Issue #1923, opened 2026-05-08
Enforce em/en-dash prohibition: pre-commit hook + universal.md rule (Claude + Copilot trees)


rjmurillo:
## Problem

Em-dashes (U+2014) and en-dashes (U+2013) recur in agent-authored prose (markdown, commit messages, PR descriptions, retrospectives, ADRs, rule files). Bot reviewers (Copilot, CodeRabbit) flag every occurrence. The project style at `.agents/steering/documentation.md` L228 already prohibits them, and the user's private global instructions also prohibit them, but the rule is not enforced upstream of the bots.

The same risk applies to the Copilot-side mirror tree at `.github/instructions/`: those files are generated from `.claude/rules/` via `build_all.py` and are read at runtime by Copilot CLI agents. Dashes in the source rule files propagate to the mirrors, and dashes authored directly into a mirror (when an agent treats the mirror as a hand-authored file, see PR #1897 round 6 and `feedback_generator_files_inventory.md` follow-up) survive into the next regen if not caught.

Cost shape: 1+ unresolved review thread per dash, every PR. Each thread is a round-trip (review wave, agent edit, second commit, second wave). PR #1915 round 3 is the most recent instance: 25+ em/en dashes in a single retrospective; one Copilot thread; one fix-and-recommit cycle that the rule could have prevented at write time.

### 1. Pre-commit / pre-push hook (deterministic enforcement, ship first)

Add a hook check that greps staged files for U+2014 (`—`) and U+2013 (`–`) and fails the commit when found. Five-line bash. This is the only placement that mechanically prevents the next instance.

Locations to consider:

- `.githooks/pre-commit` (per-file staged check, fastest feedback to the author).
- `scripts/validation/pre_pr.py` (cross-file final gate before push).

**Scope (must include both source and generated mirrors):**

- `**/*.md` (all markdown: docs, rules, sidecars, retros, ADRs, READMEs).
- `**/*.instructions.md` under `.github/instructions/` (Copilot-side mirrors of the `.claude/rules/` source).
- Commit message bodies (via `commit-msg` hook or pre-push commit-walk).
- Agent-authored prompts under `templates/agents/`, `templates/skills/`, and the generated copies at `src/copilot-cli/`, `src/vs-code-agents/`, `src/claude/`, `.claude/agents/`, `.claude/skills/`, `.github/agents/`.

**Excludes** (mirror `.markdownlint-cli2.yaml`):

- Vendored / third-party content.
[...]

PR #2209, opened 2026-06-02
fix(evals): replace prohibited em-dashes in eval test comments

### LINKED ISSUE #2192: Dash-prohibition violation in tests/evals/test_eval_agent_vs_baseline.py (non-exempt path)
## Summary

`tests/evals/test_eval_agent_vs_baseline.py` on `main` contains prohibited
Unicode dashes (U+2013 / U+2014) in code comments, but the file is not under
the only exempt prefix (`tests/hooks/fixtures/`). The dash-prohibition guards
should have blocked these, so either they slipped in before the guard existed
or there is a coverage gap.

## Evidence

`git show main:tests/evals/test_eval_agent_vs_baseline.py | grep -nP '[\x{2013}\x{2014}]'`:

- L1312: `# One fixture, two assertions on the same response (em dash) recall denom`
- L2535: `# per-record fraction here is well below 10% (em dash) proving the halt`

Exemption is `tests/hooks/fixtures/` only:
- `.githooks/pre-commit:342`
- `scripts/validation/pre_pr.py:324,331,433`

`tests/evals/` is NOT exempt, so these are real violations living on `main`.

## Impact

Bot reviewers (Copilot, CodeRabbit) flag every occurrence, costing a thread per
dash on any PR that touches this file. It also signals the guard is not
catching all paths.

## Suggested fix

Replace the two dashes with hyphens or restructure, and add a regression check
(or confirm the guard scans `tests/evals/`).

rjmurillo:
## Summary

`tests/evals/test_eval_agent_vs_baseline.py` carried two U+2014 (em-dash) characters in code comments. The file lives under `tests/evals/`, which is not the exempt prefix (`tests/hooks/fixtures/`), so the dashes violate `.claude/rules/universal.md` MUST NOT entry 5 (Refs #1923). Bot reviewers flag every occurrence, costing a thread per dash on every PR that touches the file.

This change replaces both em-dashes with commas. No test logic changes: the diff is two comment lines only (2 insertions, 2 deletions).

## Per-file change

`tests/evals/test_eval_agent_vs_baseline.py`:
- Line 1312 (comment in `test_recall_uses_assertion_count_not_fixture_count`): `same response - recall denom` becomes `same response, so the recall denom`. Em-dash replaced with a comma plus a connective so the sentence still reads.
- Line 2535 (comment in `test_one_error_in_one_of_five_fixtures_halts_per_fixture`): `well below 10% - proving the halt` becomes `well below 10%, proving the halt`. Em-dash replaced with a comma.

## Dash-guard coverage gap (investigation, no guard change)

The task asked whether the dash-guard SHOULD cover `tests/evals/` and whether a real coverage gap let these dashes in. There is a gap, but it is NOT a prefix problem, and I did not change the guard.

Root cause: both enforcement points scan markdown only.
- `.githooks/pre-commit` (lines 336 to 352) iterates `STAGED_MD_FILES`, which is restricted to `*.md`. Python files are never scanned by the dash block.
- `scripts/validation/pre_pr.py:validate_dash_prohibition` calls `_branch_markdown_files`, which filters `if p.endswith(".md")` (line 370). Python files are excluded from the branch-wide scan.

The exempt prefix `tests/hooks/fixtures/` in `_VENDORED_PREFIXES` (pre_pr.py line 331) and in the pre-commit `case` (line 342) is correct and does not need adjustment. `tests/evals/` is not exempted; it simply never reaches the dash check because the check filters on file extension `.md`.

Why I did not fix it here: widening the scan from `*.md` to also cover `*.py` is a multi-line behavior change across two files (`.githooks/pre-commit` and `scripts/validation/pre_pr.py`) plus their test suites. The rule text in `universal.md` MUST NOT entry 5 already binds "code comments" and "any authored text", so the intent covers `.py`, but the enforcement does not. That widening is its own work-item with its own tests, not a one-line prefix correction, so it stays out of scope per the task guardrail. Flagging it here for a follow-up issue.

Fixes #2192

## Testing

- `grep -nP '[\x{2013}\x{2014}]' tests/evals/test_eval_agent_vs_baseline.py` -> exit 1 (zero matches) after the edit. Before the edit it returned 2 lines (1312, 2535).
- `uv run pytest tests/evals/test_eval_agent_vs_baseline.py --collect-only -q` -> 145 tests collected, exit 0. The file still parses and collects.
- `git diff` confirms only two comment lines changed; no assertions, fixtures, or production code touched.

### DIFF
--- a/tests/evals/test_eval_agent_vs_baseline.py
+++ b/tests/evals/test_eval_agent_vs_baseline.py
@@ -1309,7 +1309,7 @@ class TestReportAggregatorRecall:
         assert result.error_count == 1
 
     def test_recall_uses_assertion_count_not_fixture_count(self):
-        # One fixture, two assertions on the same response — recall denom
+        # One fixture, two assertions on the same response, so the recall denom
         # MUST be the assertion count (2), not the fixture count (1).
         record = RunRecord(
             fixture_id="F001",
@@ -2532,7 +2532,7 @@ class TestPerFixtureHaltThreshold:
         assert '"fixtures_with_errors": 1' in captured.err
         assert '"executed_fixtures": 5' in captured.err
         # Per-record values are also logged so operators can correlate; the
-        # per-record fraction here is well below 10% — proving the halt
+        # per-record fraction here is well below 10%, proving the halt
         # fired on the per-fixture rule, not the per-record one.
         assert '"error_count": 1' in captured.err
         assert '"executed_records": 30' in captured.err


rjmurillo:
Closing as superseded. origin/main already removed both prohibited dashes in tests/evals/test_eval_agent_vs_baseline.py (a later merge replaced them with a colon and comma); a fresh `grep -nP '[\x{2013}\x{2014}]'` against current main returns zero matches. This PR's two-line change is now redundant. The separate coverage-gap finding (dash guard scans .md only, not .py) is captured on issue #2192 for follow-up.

*Exercise*
Every line that contains the string "Python" should be returned from the data.

*Answer section*
- `.githooks/pre-commit` (lines 336 to 352) iterates `STAGED_MD_FILES`, which is restricted to `*.md`. Python files are never scanned by the dash block.
- `scripts/validation/pre_pr.py:validate_dash_prohibition` calls `_branch_markdown_files`, which filters `if p.endswith(".md")` (line 370). Python files are excluded from the branch-wide scan.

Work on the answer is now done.